*Exercise*.
I need every line of the material below that includes the string "they".
◆ ◆ ◆ ◆ ◆
PR #607, opened 2025-06-06
Added `SimplePoly` newtype

TurtlePU:
Added a vector-backed `SimplePoly` newtype for use in `Symbolic` where previously `PolyVec` were used.
Also removed `isDiscrete` since it's not used anymore and breaks abstraction.

### DIFF
--- a/symbolic-base/src/ZkFold/Algebra/Polynomial/Univariate/Simple.hs
+++ b/symbolic-base/src/ZkFold/Algebra/Polynomial/Univariate/Simple.hs
@@ -2,10 +2,12 @@
 
 module ZkFold.Algebra.Polynomial.Univariate.Simple
     ( SimplePoly (coeffs)
+    , fromVector
     , toVector
     ) where
 
-import           Data.Function                        (($), (.))
+import qualified Data.Eq                              as Haskell
+import           Data.Function                        (on, ($), (.))
 import           Data.Functor                         (fmap)
 import           Data.List                            (zip)
 import           Data.Ord                             (min, (<))
@@ -16,6 +18,7 @@ import           Data.Vector                          (Vector)
 import qualified Data.Vector                          as V
 import qualified GHC.Num                              as Int
 import           Numeric.Natural                      (Natural)
+import           Text.Show                            (Show)
 
 import           ZkFold.Algebra.Class
 import           ZkFold.Algebra.Number                (KnownNat, integral)
@@ -27,7 +30,7 @@ import qualified ZkFold.Data.Vector                   as ZkFold
 --
 -- Not particularly efficient, but still usable in Symbolic
 -- since its operations do not require 'Prelude.Eq'.
-newtype SimplePoly a n = SimplePoly
+newtype SimplePoly a (n :: Natural) = SimplePoly
     { coeffs :: V.Vector a
       -- ^ Vector of coefficients in ascending-degree order.
       --
@@ -38,6 +41,15 @@ newtype SimplePoly a n = SimplePoly
       -- NOTE since 'SimplePoly' does not use 'Prelude.Eq', it is possible that
       -- there are some non-zeroed greater coefficients. Use with care.
     }
+    deriving (Show)
+
+instance
+    (AdditiveMonoid a, Haskell.Eq a, KnownNat n) =>
+    Haskell.Eq (SimplePoly a n) where
+    (==) = (Haskell.==) `on` toVector
+
+fromVector :: forall a n. ZkFold.Vector n a -> SimplePoly a n
+fromVector (ZkFold.Vector cs) = SimplePoly cs
 
 -- | Vector of exactly @n@ coefficients in ascending-degree order.
 toVector ::
--- a/symbolic-base/src/ZkFold/Algebra/Polynomial/Univariate/Simple.hs
+++ b/symbolic-base/src/ZkFold/Algebra/Polynomial/Univariate/Simple.hs
@@ -5,7 +5,7 @@ module ZkFold.Algebra.Polynomial.Univariate.Simple
     , toVector
     ) where
 
-import           Data.Function                        (flip, ($), (.))
+import           Data.Function                        (($), (.))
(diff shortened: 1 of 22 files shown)


symbolic-base/src/ZkFold/Algebra/Polynomial/Univariate/Simple.hs
```diff
@@ -0,0 +1,108 @@
...
+instance Ring a => UnivariateRingPolyVec a (SimplePoly a) where
+    SimplePoly p .*. SimplePoly q =
+        SimplePoly $ alignWith (uncurry (*) . T.fromThese zero zero) p q
+    (.*) = flip scale
+    (*.) = scale
+    (+.) c = SimplePoly . fmap (c +) . coeffs
+    (.+) = flip (+.)
+    toPolyVec :: forall n . KnownNat n => Vector a -> SimplePoly a n
+    toPolyVec = SimplePoly . V.take (integral @n)
+    fromPolyVec = coeffs
```
TurtlePU, line 101: @diS3e, is this implementation correct? Couldn't figure out since there's not enough documentation about these functions

symbolic-base/src/ZkFold/Algebra/Polynomial/Univariate/Simple.hs
```diff
@@ -0,0 +1,108 @@
...
+    poly2vec = toPolyVec . fromPoly
+    vec2poly = toPoly . fromPolyVec
```
TurtlePU, line 103: I feel like for `poly2vec` and `vec2poly`, there's exactly one implementation thanks to their type: they have to work with arbitrary `Polynomial`s

symbolic-base/src/ZkFold/Algebra/Polynomial/Univariate/Simple.hs
```diff
@@ -0,0 +1,108 @@
...
+    polyVecConstant = fromConstant
+    polyVecLinear k b = toPolyVec (V.fromList [b, k])
+    polyVecQuadratic a b c = toPolyVec (V.fromList [c, b, a])
```
TurtlePU, line 106: I don't know if `polyVecConstant`, `polyVecLinear` and `polyVecQuadratic` get any performance gain over `toPolyVec` in a generic implementation, maybe we can remove them from the class declaration as well

symbolic-base/src/ZkFold/Algebra/Polynomial/Univariate/Simple.hs
```diff
@@ -0,0 +1,108 @@
...
+
+instance (Semiring a, KnownNat n) => Semiring (SimplePoly a n)
+
+instance (Ring a, KnownNat n) => Ring (SimplePoly a n)
+
+instance Ring a => UnivariateRingPolyVec a (SimplePoly a) where
+    SimplePoly p .*. SimplePoly q =
+        SimplePoly $ alignWith (uncurry (*) . T.fromThese zero zero) p q
+    (.*) = flip scale
+    (*.) = scale
```
TurtlePU, line 96: Since all our algebraic structures are commutative, I don't know if we need these two-sided aliases of `scale`. Also maybe these can be replaced with requirements of `Scale` instead.

symbolic-base/src/ZkFold/Algebra/Polynomial/Univariate/Simple.hs
```diff
@@ -0,0 +1,108 @@
...
+    toPolyVec :: forall n . KnownNat n => Vector a -> SimplePoly a n
+    toPolyVec = SimplePoly . V.take (integral @n)
+    fromPolyVec = coeffs
+    poly2vec = toPolyVec . fromPoly
+    vec2poly = toPoly . fromPolyVec
+    polyVecConstant = fromConstant
+    polyVecLinear k b = toPolyVec (V.fromList [b, k])
+    polyVecQuadratic a b c = toPolyVec (V.fromList [c, b, a])
+    evalPolyVec (SimplePoly p) x =
+        sum [ c * x ^ i | (i, c) <- zip [(0 :: Natural)..] (V.toList p) ]
```
TurtlePU, line 108: I actually don't know if this or usual Horner scheme is going to be simpler in Symbolic, maybe they're equivalent...

symbolic-base/src/ZkFold/Algebra/Polynomial/Univariate/Simple.hs
```diff
@@ -0,0 +1,108 @@
...
+
+instance (Ring a, KnownNat n) => Ring (SimplePoly a n)
+
+instance Ring a => UnivariateRingPolyVec a (SimplePoly a) where
+    SimplePoly p .*. SimplePoly q =
+        SimplePoly $ alignWith (uncurry (*) . T.fromThese zero zero) p q
+    (.*) = flip scale
+    (*.) = scale
+    (+.) c = SimplePoly . fmap (c +) . coeffs
+    (.+) = flip (+.)
```
TurtlePU, line 98: Once again, these are equivalent since all our structures are commutative

symbolic-base/src/ZkFold/Algebra/Polynomial/Univariate/Simple.hs
vlasin: Yes, I think we can remove them from the class declaration. Those definitions are used in Plonkup, though. I propose to keep them outside the class.

symbolic-base/src/ZkFold/Algebra/Polynomial/Univariate/Simple.hs
diS3e: I think it is correct. But do you want to keep the parameter `n` and the vector length consistent? In that case, perhaps you can drop the `Eq` constraint for `UnivariateRingPolyVec`. Otherwise, you can additionally remove leading zeros

vks4git:
What do you think about adding some tests for SimplePoly?

vks4git (approved):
◆ ◆ ◆ ◆ ◆
*Finished task*.
TurtlePU, line 103: I feel like for `poly2vec` and `vec2poly`, there's exactly one implementation thanks to their type: they have to work with arbitrary `Polynomial`s
TurtlePU, line 108: I actually don't know if this or usual Horner scheme is going to be simpler in Symbolic, maybe they're equivalent...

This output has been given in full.